I have to respectfully disagree with @sree_d: if anything this paper demonstrates many common mistakes that are made when trying to compare Markov chain Monte Carlo methods.
Every probabilisitic computation method approximates expectation values with respect to a given target distribution; in the Bayesian context that target distribution is a posterior distribution of interest. The only well-defined performance metric across all possible methods is the cost needed to achieve a given approximation error for a given expectation value.
Markov chain Monte Carlo does not, in general, have any guaranteed error quantification and so there’s no way to quantify that performance without considering functions whose expectation values are known exactly already. In some cases, however, a Markov chain Monte Carlo central limit theorem holds which quantifies the approximation error probabilistically. Assuming that the central limit theorem holds then the scale of the error for the expectation value of the function f is given by the Markov chain Monte Carlo standard error,
\text{MCMC-SE}[f] = \sqrt{ \frac{ \text{Var}_{\pi}[f] }{ \text{ESS}_{\pi}[f] } },
where \text{ESS}_{\pi}[f] is the effective sample size for that function. For much more see Markov Chain Monte Carlo in Practice.
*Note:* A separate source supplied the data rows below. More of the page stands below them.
PR #251, opened 2018-09-28
Add truncate method to github-status

martindekov:
Adding truncate method in github status

## Description

Truncate method to trim strings if they exceed given length e.g. "some string" max chars 5 will give "tring"

## How Has This Been Tested?

Created test for it

N.A.

## Checklist:

I have:

- [x] added unit tests

### DIFF
--- a/github-status/handler.go
+++ b/github-status/handler.go
@@ -328,3 +328,12 @@ func hmacEnabled() bool {
 func buildStatus(status string, desc string, context string, url string) *github.RepoStatus {
 	return &github.RepoStatus{State: &status, TargetURL: &url, Description: &desc, Context: &context}
 }
+
+func truncate(maxLength int, message string) (string, bool) {
+	truncated := false
+	if len(message) > maxLength {
+		message = message[len(message)-maxLength:]
+		truncated = true
+	}
+	return message, truncated
+}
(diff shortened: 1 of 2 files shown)


github-status/handler.go
```diff
@@ -328,3 +328,12 @@ func hmacEnabled() bool {
 func buildStatus(status string, desc string, context string, url string) *github.RepoStatus {
 	return &github.RepoStatus{State: &status, TargetURL: &url, Description: &desc, Context: &context}
 }
+
+func truncate(maxLength int, message string) (string, bool) {
+	truncated := false
+	if maxLength < len(message) {
```
alexellis: Write it the other way as this looks a bit odd

github-status/handler.go
```diff
@@ -328,3 +328,12 @@ func hmacEnabled() bool {
 func buildStatus(status string, desc string, context string, url string) *github.RepoStatus {
 	return &github.RepoStatus{State: &status, TargetURL: &url, Description: &desc, Context: &context}
 }
+
+func truncate(maxLength int, message string) (string, bool) {
```
alexellis: Can you connect this to the output of the get logs function so that we don't post too much data to github?

martindekov: What is the upper limit?

alexellis: The maximum size is 64 KB.

https://developer.github.com/v3/checks/runs/#create-a-check-run

PR #261, opened 2018-10-01
Add auditing for garbage-collect

### LINKED ISSUE #248: Add auditing for garbage-collect
## Expected Behaviour

We should get an audit report of any functions by name / count that are removed via garbage-collect.

## Current Behaviour

Available in container logs, but not in audit log

## Possible Solution

See approach used in github-push and update garbage-collect function.

martindekov:
Sending events to through auditEvent in the cases when:
 - deletion of funtions starts
 - function is not deleted/unable to delete
 - deletion of functions is finished

## Description

Added auditing for the `garbage-collect` function in three places:
 - deletion of funtions starts
 - function is not deleted/unable to delete
 - deletion of functions is finished

Closes #248 

Note: Did not add audit for all errors since the issue suggests that we need auditing around the removal process. I can add auditing on every error if requested.

## How Has This Been Tested?

N.A. Does not alter the main `garbage-collect` functionality.

N.A. This just audits the event it does not intercept the functionality

## Checklist:

I have:

- [ ] added unit tests

### DIFF
--- a/garbage-collect/handler.go
+++ b/garbage-collect/handler.go
@@ -15,6 +15,8 @@ import (
 	"github.com/openfaas/openfaas-cloud/sdk"
 )
 
+const Source = "garbage-collect"
+
 // Handle a serverless request
 func Handle(req []byte) string {
 	validateErr := validateRequest(req)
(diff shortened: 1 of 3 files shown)


ivanayov:
LGTM

garbage-collect/handler.go
```diff
@@ -42,6 +44,12 @@ func Handle(req []byte) string {
 		log.Fatal(err)
 	}
 
+	auditEvent := sdk.AuditEvent{
```
alexellis: I think we could avoid this pre-delete message. It may end-up being too spammy.

martindekov: Ok I will remove this

martindekov:
Referenced your comment @alexellis

Issue #163, opened 2018-09-12
Move CUSTOMERS validation out of github-push


martindekov:
Soon we would like to move out of `github-push` for event handling and support more than push events from github and give that to `github-event`. Currently the CUSTOMER validation is handled in `github-push`

## Expected Behaviour

Should extend the `PushEvent` struct with `sender` field to compare by that since the field is present in the outer layer of `X-GitHub-Event: push`,`X-GitHub-Event: installation_repositories` and `X-GitHub-Event: integration_installation_repositories`.

## Current Behaviour

We handle the situation in `github-push` by struct which is unique to the push event.

## Possible Solution

Move the CUSTOMERS handle out of github-push into github-event and create separate struct or extend existing struct which handles events so it can compare by `event.Sender.Owner` rather than more specific `event.PushEventRepository.Owner.Login` since every event contains
```
...
    "sender": {
        "login": "martindekov",
...
```

## Steps to Reproduce (for bugs)

N.A. 

## Context

If we want the `github-event` function to handle the redirection we cant contain CUSTOMERS validation in `github-push`

## Your Environment

* Docker version `docker version` (e.g. Docker 17.0.05 ):

18.06.0-ce

* Are you using Docker Swarm or Kubernetes (FaaS-netes)?

Docker Swarm

* Operating System and version (e.g. Linux, Windows, MacOS):

Ubuntu 18.04

* Link to your project or a code example to reproduce issue:

N.A.

martindekov:
I can work on that when we settle on solution

alexellis:
Sounds fine to me, but we have to switch over to github-event first and github-push must validate only with the internal trust signature.

alexellis:
@martindekov you can work on this now that I've merged the work to switch to github-event as the primary endpoint.

martindekov:
Ok I am on it

martindekov:
Derek assign: me

PR #271, opened 2018-10-08
Add Customer struct

martindekov:
Adding Customer struct which contains Login field to handle
the general case when user sends events to the cloud

## Description

Adding `Customer` struct for the owner of the event to be recognized in event rather than `github-push`

This is 1/2 Part of two part PR that referenced #163 . 

The struct is separate since it is present in every event we support.

## How Has This Been Tested?

N.A.

N.A. This is struct update

## Checklist:

I have:

- [ ] added unit tests

### DIFF
--- a/sdk/events.go
+++ b/sdk/events.go
@@ -41,6 +41,14 @@ type Event struct {
 	Private        bool              `json:"private"`
 }
 
+type Customer struct {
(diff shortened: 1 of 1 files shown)


ivanayov:
Given the struct follows the GitHub API, it looks good

alexellis:
Merged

If a Markov chain Monte Carlo central limit theorem holds for all of the samplers being considered then the sampler performance can be ranked by \text{MCMC-SE}[f] per unit computational cost. The (wall clock) run time is often used as a proxy for computational cost. If only the ranking is of interest, and not the actual distance between performance quantifications, then the same ranking is given by comparing \text{ESS}_{\pi}[f] per computational cost. Be careful, however, because \text{ESS}_{\pi}[f] and \text{MCMC-SE}[f] are nonlinearly related the differences in performance will not scale in the same way.
If a Markov chain Monte Carlo central limit theorem doesn’t hold then the effective sample size \text{ESS}_{\pi}[f] is meaningless. An empirical effective sample size can be evaluated but it won’t correspond to any meaningful quantity let alone quantify performance.
In this ideal circumstance where all of the central limit theorems hold then \text{ESS}_{\pi}[f] / \text{Cost} can be further decomposed into \text{ESS}_{\pi}[f] / N_{\text{iterations}} and N_{\text{iterations}} / \text{Cost}. In other words the incremental effective sample size and the cost to run each iteration of the Markov chain. Care has to be taken, however, because neither number means much by itself; it’s only the product that matters for quantifying sampler performance.
With all of that said, in order to properly compare performance between Markov chain Monte Carlo algorithms we would have to
-
Fix a target distribution \pi
-
Verify that all samplers satisfy Markov chain Monte Carlo central limit theorems for \pi.
-
Fix a well-behaved function of interest f.
-
Run each sampler and compute \text{MCMC-SE}[f] / \text{Cost} or \text{ESS}_{\pi}[f] / \text{Cost}.
Step 2 is very difficult for many samplers. In practice often the best we can do is verify it for one sampler and then use the estimated expectation value from that sampler as a ground truth when quantifying the errors for the other samplers. At the very least the sampler estimates have to be compared to ensure that they’re all compatible with each other. This isn’t perfect but often the best we can do.
The NIMBLE comparison paper doesn’t verify Markov chain Monte Carlo central limit theorems, it doesn’t compare the actual estimates for consistency, and it doesn’t make comparisons in the context of a single, fixed function. There are multiple other misunderstandings throughout the paper – for example with automatic differentiation the cost of evaluating the gradient is not much higher than evaluating the target density itself and, as @jsocolar mentioned, the cost per gradient is an incomplete number by itself as it doesn’t take into account the effective sample size per gradient evaluation. Both of these numbers are affected by the choice of prior model but in very different ways.
Markov chain Monte Carlo, and probabilistic computation in general, is a very much both conceptually subtle and mathematically sophisticated. It’s complex and difficult and misunderstandings are inevitable. But sloppy comparisons like this propagate those misunderstandings, which then confuse users who just want to quantify their posterior distributions.